The entry list for the 99th running of the Pikes Peak International Hill Climb was released on Friday, and there are some pretty exciting entries on there for this year. After the event was postponed in 2020, and it was limited to pretty much only American entries thanks to COVID-19-related travel bans, the game is back on in full swing for 2021. There are some cool new electric car entries, a few exciting returns, and holy shit is that a freakin’ IndyCar?
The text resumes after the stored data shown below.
PR #5826, opened 2023-09-15
Fixes DISCO-2605: Replace template parameters in AMP suggestion URLs.

linabutler:
Some AMP suggestion URLs contain template parameters, like `%YYYYMMDDHH%`, which we must "cook" with real values before returning the suggestion. This means that an AMP suggestion's URL can vary depending on when it's shown.

When deduping suggestions, though, we want to treat all variations of these URLs as equivalent, and ignore the replaced parameters. Otherwise, the address bar might show an AMP suggestion twice, as on Desktop in bug 1735894: once from history, with one set of parameters; and once from Suggest, with a different set of parameters.

To address both of these needs, this commit adds:

* A `SuggestionUrl` type that holds both the "cooked" URL string, and the locations of replaced template parameters within that string.
* A `suggestion_url_matches` function that compares a `SuggestionUrl` with a URL string, to determine if they're identical except for their replaced parameters.

/cc @0c0w3

  - Note:

### DIFF
--- a/components/suggest/src/suggest.udl
+++ b/components/suggest/src/suggest.udl
@@ -8,13 +8,14 @@ typedef extern RemoteSettingsConfig;
 
 namespace suggest {
 
+boolean raw_suggestion_url_matches([ByRef] string raw_url, [ByRef] string url);
+
 };
 
 [Error]
 interface SuggestApiError {
     Other(string reason);
 };
-
 
 enum SuggestionProvider {
     "Amp",
@@ -26,13 +27,15 @@ interface Suggestion {
     Amp(
         string title,
         string url,
+        string? raw_url,
         sequence<u8>? icon,
         string full_keyword,
         i64 block_id,
         string advertiser,
         string iab_category,
         string impression_url,
-        string click_url
+        string click_url,
+        string? raw_click_url
     );
     Wikipedia(
         string title,
--- a/components/suggest/src/suggest.udl
+++ b/components/suggest/src/suggest.udl
@@ -27,7 +27,7 @@ interface Suggestion {
     Amp(
         string title,
         string url,
-        string? raw_url,
+        string raw_url,
         sequence<u8>? icon,
         string full_keyword,
         i64 block_id,
@@ -35,7 +35,7 @@ interface Suggestion {
         string iab_category,
         string impression_url,
         string click_url,
-        string? raw_click_url
+        string raw_click_url
     );
     Wikipedia(
         string title,
--- a/components/suggest/src/suggestion.rs
+++ b/components/suggest/src/suggestion.rs
@@ -68,7 +68,12 @@ pub fn raw_suggestion_url_matches(raw_url: &str, cooked_url: &str) -> bool {
     ) else {
         return false;
     };
-    raw_url_prefix == cooked_url_prefix && raw_url_suffix == cooked_url_suffix
+    if raw_url_prefix != cooked_url_prefix || raw_url_suffix != cooked_url_suffix {
+        return false;
+    }
+    let maybe_timestamp =
+        &cooked_url[raw_url_prefix.len()..raw_url_prefix.len() + TIMESTAMP_LENGTH];
+    maybe_timestamp.bytes().all(|b| b.is_ascii_digit())
 }
 
 #[cfg(test)]
@@ -146,6 +151,16 @@ mod tests {
         assert!(!raw_suggestion_url_matches(
             raw_url_with_trailing_segment,          // `a&b`.
             "https://example.com?a=5555555555&c=c"  // `a&c`.
+        ));
+
+        // Not a timestamp.
+        assert!(!raw_suggestion_url_matches(
+            raw_url_with_one_timestamp,
+            "https://example.com?a=bcdefghijk"
+        ));
+        assert!(!raw_suggestion_url_matches(
+            raw_url_with_trailing_segment,
+            "https://example.com?a=bcdefghijk&b=c"
         ));
     }
 
--- a/components/suggest/src/suggestion.rs
+++ b/components/suggest/src/suggestion.rs
@@ -3,9 +3,7 @@
  * file, You can obtain one at http://mozilla.org/MPL/2.0/.
  */
 
-use std::fmt::Write;
-
-use chrono::{Datelike, Local, Timelike};
+use chrono::Local;
 
 /// The template parameter for a timestamp in a "raw" sponsored suggestion URL.
 const TIMESTAMP_TEMPLATE: &str = "%YYYYMMDDHH%";
@@ -22,7 +20,7 @@ pub enum Suggestion {
     Amp {
         title: String,
         url: String,
-        raw_url: Option<String>,
+        raw_url: String,
         icon: Option<Vec<u8>>,
         full_keyword: String,
         block_id: i64,
@@ -30,7 +28,7 @@ pub enum Suggestion {
         iab_category: String,
         impression_url: String,
         click_url: String,
-        raw_click_url: Option<String>,
+        raw_click_url: String,
     },
     Wikipedia {
         title: String,
@@ -48,30 +46,11 @@ impl Suggestion {
 }
 
 /// Replaces all template parameters in a "raw" sponsored suggestion URL,
-/// producing a "cooked" URL with real values. Returns `None` if the raw
-/// URL doesn't contain any template parameters.
-pub(crate) fn cook_raw_suggestion_url(raw_url: &str) -> Option<String> {
-    let now = Local::now();
-    let mut cooked_url = String::new();
-    let mut last_index = 0;
-    for (index, _) in raw_url.match_indices(TIMESTAMP_TEMPLATE) {
-        cooked_url.push_str(&raw_url[last_index..index]);
-        write!(
-            &mut cooked_url,
-            "{:04}{:02}{:02}{:02}",
-            now.year(),
-            now.month(),
-            now.day(),
-            now.hour()
-        )
-        .expect("Failed to replace timestamp template parameter");
-        last_index = index + TIMESTAMP_TEMPLATE.len();
-    }
-    if cooked_url.is_empty() {
-        return None;
-    }
-    cooked_url.push_str(&raw_url[last_index..]);
-    Some(cooked_url)
+/// producing a "cooked" URL with real values.
+pub(crate) fn cook_raw_suggestion_url(raw_url: &str) -> String {
+    let replacement = Local::now().format("%Y%m%d%H").to_string();
+    debug_assert!(replacement.len() == TIMESTAMP_LENGTH);
+    raw_url.replace(TIMESTAMP_TEMPLATE, &replacement)
 }
 
 /// Determines whether a "raw" sponsored suggestion URL is equivalent to a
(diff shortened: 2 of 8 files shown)


0c0w3:
Thanks @linabutler. Desktop stores the original URL alongside the cooked URL (thanks for that term) in the suggestion object so that we can quickly and easily store and look up dismissed suggestions. It looks like clients can use the replacements concept in this PR to produce uncooked URLs to accomplish the same thing, but that's not quite as convenient. wdyt?

components/suggest/src/suggest.udl
```diff
@@ -8,35 +8,46 @@ typedef extern RemoteSettingsConfig;
...
-
 enum SuggestionProvider {
     "Amp",
     "Wikipedia",
 };
 
+dictionary SuggestionUrl {
+    string string;
+    sequence<SuggestionUrlReplacement> replacements;
+};
```
linabutler, line 28: This interface is a little awkward because of mozilla/uniffi-rs#1372. At first, I modeled `SuggestionUrl` as an object, like:

```webidl
interface SuggestionUrl {
    string string();
    boolean matches([ByRef] string other_url_string);
};
```

But `Suggestion` is an enum with associated data, and those can't have object fields yet. Even if they could, though, `SuggestionUrl` would need an explicit destructor in Kotlin (mozilla/uniffi-rs#1394).

Another idea I considered was turning `Suggestion` into an "enum-like" object with optional-returning getters for each variant, like this:

```webidl
interface Suggestion {
    AmpSuggestion? as_amp_suggestion();
    WikipediaSuggestion? as_wikipedia_suggestion();
};

dictionary AmpSuggestion {
    string title;
    SuggestionUrl url;
    sequence<u8>? icon;
    // ...
};

dictionary WikipediaSuggestion {
    string title;
    SuggestionUrl url;
    // ...
};
```

But that makes `Suggestion` feel clunkier, and forces explicit destructors for `Suggestion` _and_ `SuggestionUrl` in Kotlin.

Also, UniFFI dictionaries can't have methods, so that's why `suggestion_url_matches` is a free function instead of a method on `SuggestionUrl`.

/cc @bendk @mhammond Do you folks have any suggestions (😅) for other things to try, or does this interface look okay to you, given UniFFI's restrictions on it?

linabutler:
Thanks @0c0w3!

> Desktop stores the original URL alongside the cooked URL (thanks for that term) in the suggestion object so that we can quickly and easily store and look up dismissed suggestions. It looks like clients can use the replacements concept in this PR to produce uncooked URLs to accomplish the same thing, but that's not quite as convenient. wdyt?

Ooh, thanks for mentioning dismissed suggestions—I was so focused on equivalence that I didn't think about that being another case where we'd need the original "raw" URL, oops! 😬

I wonder, do you think we could get away with passing just the raw and cooked URLs back, and drop the "replacements" concept (and not worry about implementing equivalence in the Rust component?) altogether?

It would definitely simplify `SuggestionUrl`:

```webidl
interface SuggestionUrl {
    string cooked;
    string raw;
};
```

0c0w3:
Yes, that's how I would do it. Equivalence testing is still useful though, especially for deduping as you mentioned. Since it's the Rust component that will be cooking these URLs -- it's the thing that knows which substrings need replacing and how to replace them -- IMO it should provide the equivalence test too. The `suggestion_url_matches` free function looks good to me, and desktop implements a similar function by storing another property on each AMP suggestion object, `urlTimestampIndex` (the timestamp length is assumed to be constant).

That approach may or may not be scalable to more or different types of templates, I'm not sure. Actually, a related thing that came up recently is UTM params. Only a couple suggestion types use them and they never change, so we've lucked out so far and we don't have any special handling for these at all, but if they ever do change, like timestamp templates do, we'd need to handle them too.

components/suggest/src/suggest.udl
bendk: I can't really think of anything better.  This makes me want to address 1372 and let users configure if they want to treat their interface as a resource or not.

linabutler:
Great, thanks so much, @0c0w3! Here's what I changed in the latest push:

* Dropped `SuggestionUrl` and `SuggestionUrlReplacement` 🗑️
* Added `raw_url` and `raw_click_url` fields for `Amp` suggestions. I made these optional at first, and only set when the raw URL != the cooked URL, but then changed them to be set always. Please let me know if you'd prefer it the first way, and I can drop the second commit 😊
* Renamed `suggestion_url_matches` to `raw_suggestion_url_matches`. Functionally, it works the same way, and compares the non-template segments of the raw and cooked URLs.

`raw_suggestion_url_matches` makes the same assumption as Desktop that the timestamp length is constant, and that it's the only param. We've been trying to avoid taking a dependency on the `regex` crate, since it impacts our binary size by quite a bit—but I think we can still extend `raw_suggestion_url_matches` to do variable-length matching if and when we need it for other params.

components/suggest/src/suggest.udl
```diff
@@ -26,13 +27,15 @@ interface Suggestion {
     Amp(
         string title,
         string url,
+        string raw_url,
```
linabutler, line 30: note: This is a source breaking change for Swift consumers (which we don't have, yet! 🤫), but not Kotlin or JS.

0c0w3 (approved):
Thanks, lgtm! The desktop impl has a couple optimizations over this I thought I'd mention in case you're interested.

First, it compares cooked URLs to other cooked URLs, so right off the bat it can return false if the two URLs aren't the same length, short circuiting the later substring operations. (A side benefit of comparing cooked URLs is it makes the raw URL less a part of the interface and more of an internal detail, although consumers end up needing the raw URL anyway to handle dismissals.)

Second, when it initially replaces a suggestion's templates, it also stores their indexes in the suggestion object. That lets the matching function avoid another full-string search for templates, keeping the function on the order of the number of segments in the URLs instead of their length.

Are these optimizations important? Maybe not. At most N calls to the matching function happen per keystroke, N = the number of history results alongside the Suggest result, and for desktop N is always a very small number, less than 10 by default.

linabutler:
That makes perfect sense! I think my original implementation was closer to Desktop's—`SuggestionUrl` held the cooked URL, and the positions of any replacements in it.

After thinking about it, though, I wasn't sure if the benefit of avoiding the linear scan was enough to overcome the other costs. The biggest one is that exposing `SuggestionUrl` as a dictionary would add a UniFFI serialization toll, which we'd pay twice: once when returning the `Suggestion` from `query`, and a second time when calling the (since-renamed) `suggestion_url_matches` function.

In addition to serialization, there's a bit of additional complexity to validate that the replacement positions are valid. Because `SuggestionUrl` is a dictionary, all its fields become part of our component's public interface—so, even though we don't expect our consumers to ever create their own `SuggestionUrl`s, we'd still need to handle potentially invalid positions.

I think the API that I'd really love to have—and that would also solve the issue of exposing replacement positions over the FFI—is a `SuggestionUrl` object, rather than a dictionary. The object could encapsulate the "raw" URL and template replacement positions, so that consumers wouldn't need to know about them at all. IOW, something like:

```webidl
interface SuggestionUrl {
    // Returns the URL as a "cooked" string, with all template strings replaced
    // with real values.
    string string();

    // Returns `true` if this URL is equivalent to a "cooked" `other_url`.
    // Internally, this would compare this URL's cooked string to `other_url`,
    // then compare this URL's "raw" string to `other_url`, ignoring any
    // replaced templates.
    boolean matches(string other_url_string);
};

[Enum]
interface Suggestion {
    Amp(
        string title,
        SuggestionUrl url,
        SuggestionUrl click_url
        /* ...Other fields elided... */
    );
    Wikipedia(
        string title,
        SuggestionUrl url
        /* ...Other fields elided... */
    );
};

interface SuggestStore {
    /* ...Other store methods elided... */

    // Marks a suggestion URL as dismissed. Internally, this would get the
    // "raw" URL from the `url`, and mark that as dismissed.
    void dismiss(SuggestionUrl url);
};
```

...But I think we'd need to wait for mozilla/uniffi-rs#1372 (and mozilla/uniffi-rs#1394) to have that.

0c0w3:
Thanks for your reply! That interface does look nice. I hadn't considered that the suggest component would keep track of dismissed suggestions too -- I was thinking each platform would need to do it -- but that makes perfect sense and it would certainly make my job easier. :-)

components/suggest/src/suggestion.rs
```diff
@@ -31,3 +46,184 @@ impl Suggestion {
...
+        last_index = index + TIMESTAMP_TEMPLATE.len();
+    }
+    cooked_url.push_str(&raw_url[last_index..]);
+    cooked_url
+}
+
+/// Determines whether a "raw" sponsored suggestion URL is equivalent to a
+/// "cooked" URL. The two URLs are equivalent if they are identical except for
+/// their replaced template parameters, which can be different.
+pub fn raw_suggestion_url_matches(raw_url: &str, cooked_url: &str) -> bool {
```
ncloudioj, line 76: Likewise, if we leverage the invariant of at-most-1-template-for-each-url, this can be simplified as well.

components/suggest/src/suggestion.rs
```diff
@@ -3,19 +3,34 @@
...
+/// 2 bytes shorter than [`TIMESTAMP_TEMPLATE`].
+const TIMESTAMP_LENGTH: usize = 10;
+
 /// A suggestion from the database to show in the address bar.
 #[derive(Clone, Debug, Eq, Hash, PartialEq)]
 pub enum Suggestion {
     Amp {
         title: String,
         url: String,
+        raw_url: String,
```
ncloudioj, line 25: Worth noting that there can be no template in the raw urls for certain advertisers, meaning that `url` and `raw_url` will be the same for those. Though the vast majority of suggestions do have that, so I think we can live with that tiny overhead for now.

ncloudioj (approved):
Looks good, r+wc.

components/suggest/src/suggestion.rs
```diff
@@ -31,3 +46,184 @@ impl Suggestion {
...
     }
 }
+
+/// Replaces all template parameters in a "raw" sponsored suggestion URL,
+/// producing a "cooked" URL with real values.
+pub(crate) fn cook_raw_suggestion_url(raw_url: &str) -> String {
+    let now = Local::now();
+    let mut cooked_url = String::new();
+    let mut last_index = 0;
+    for (index, _) in raw_url.match_indices(TIMESTAMP_TEMPLATE) {
```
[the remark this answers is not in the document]
linabutler: Replacing just the first occurrence sounds good to me!

> If the partner breaks that contract by including more than one template, we should reject it at the ingestion phase and let them fix that. WDYT?

Agreed—just to make sure we're on the same page, though, I think it would be valuable to do this when we ingest into Remote Settings, not when we ingest from Remote Settings into our SQLite database.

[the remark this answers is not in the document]
ncloudioj: Yes, I meant enforcing that at the ingestion phase before loading data into Remote Settings. Oh, right. We also have another ingestion here from RS to SQLite, but that's not what was referring to, sorry about that. 😅

components/suggest/src/suggestion.rs
linabutler: Definitely! I made these `Optional<String>` at first, and only passed them if `url` and `raw_url` are different—but I think always passing them makes things a bit easier for consumers, at the cost of some overhead for us. Otherwise, our consumers would need to do something like `suggestion.rawUrl ?? suggestion.url` to get at the raw URL.

components/suggest/src/suggestion.rs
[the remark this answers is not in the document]
linabutler: No worries, I figured that's what you meant, and wanted to double-check!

Best known as the 2009 Indy Lights champion, and the guy who very nearly won the Indy 500 as a rookie in 2011 before crashing into the wall on the final corner of the race and finishing second, JR Hildebrand will be bringing a 2021 Dallara DW-12/IR18 chassis to the peak. There is no announcement as to yet which team will be supporting the effort, or whether Hildebrand will be relying on Honda or Chevrolet power, but being that Hildebrand has run the last three Indy 500s with Dreyer & Reinbold and Chevrolet power it’s likely that will continue to be the case this year, including at the 99th PPIHC.
It’s clear that this is an effort for the all-time record at the mountain. The current record was set in 2018 by Volkswagen’s all-conquering ID.R electric prototype. The mountain has been fully paved since 2012 and the fastest times dropped consistently since then. The time to beat right now is 7:57.148 set by legendary driver Romain Dumas in that fast electric VeeDub. So how does Hildebrand’s Indycar compare?
Well, in race trim the current 2.8-liter twin-turbo V6 used in the series can produce as much as 700 horsepower. Without series restrictions, it’s possible that Hildebrand will have even more power than that to haul his open-wheel monster up the hill. That chassis in race trim weighs just around 1,600 pounds. By bolting on a high-downforce aero package and using some grippy red Firestone racing slicks, the car could have the grip, boost, and power-to-weight needed to beat the EV.
Consider the ID.R’s specifications for a second and you’ll see that the IndyCar could be a serious competitor for the overall time. Volkswagen’s electric prototype weighed in at a comparatively beefy 2400 pounds in Pikes Peak guise. Volkswagen says it was producing 500 kW or around 670 horsepower at the hill, but of course that could all be subterfuge.
In either case, the DW-12 chassis has a power and weight advantage. Of course the electric car isn’t susceptible to power reduction with altitude, as it doesn’t rely on oxygen to make its power. Turbocharged engines don’t suffer quite as bad from altitude power loss as a naturally-aspirated engine does, so maybe the lower sector advantage will be enough to carry Hildebrand through the upper segments.
Now, I probably wouldn’t put Hildebrand as being on-par with someone like Dumas. That’s no slight against JR, but Dumas has four Pikes Peak overall victories to his name. Hildebrand’s first time at the hill was 2018, where he ran in the Porsche Cayman GT4 spec class and finished second behind Travis Pastrana. A valiant effort, to be sure, but if he wants to win overall, and especially if he wants to take the record, he’ll have to really bring the heat.
Interestingly, Hildebrand is registered on the entry list as the #99 car, adding an extra little level of cool if the 99 car manages to win the 99th Pikes. This is going to be a good year to be a spectator, so if we could really increase this vaccine rollout so I can be there, that would be great. INDYCAR AT PIKES PEAK, LET’S GOOOOOOO!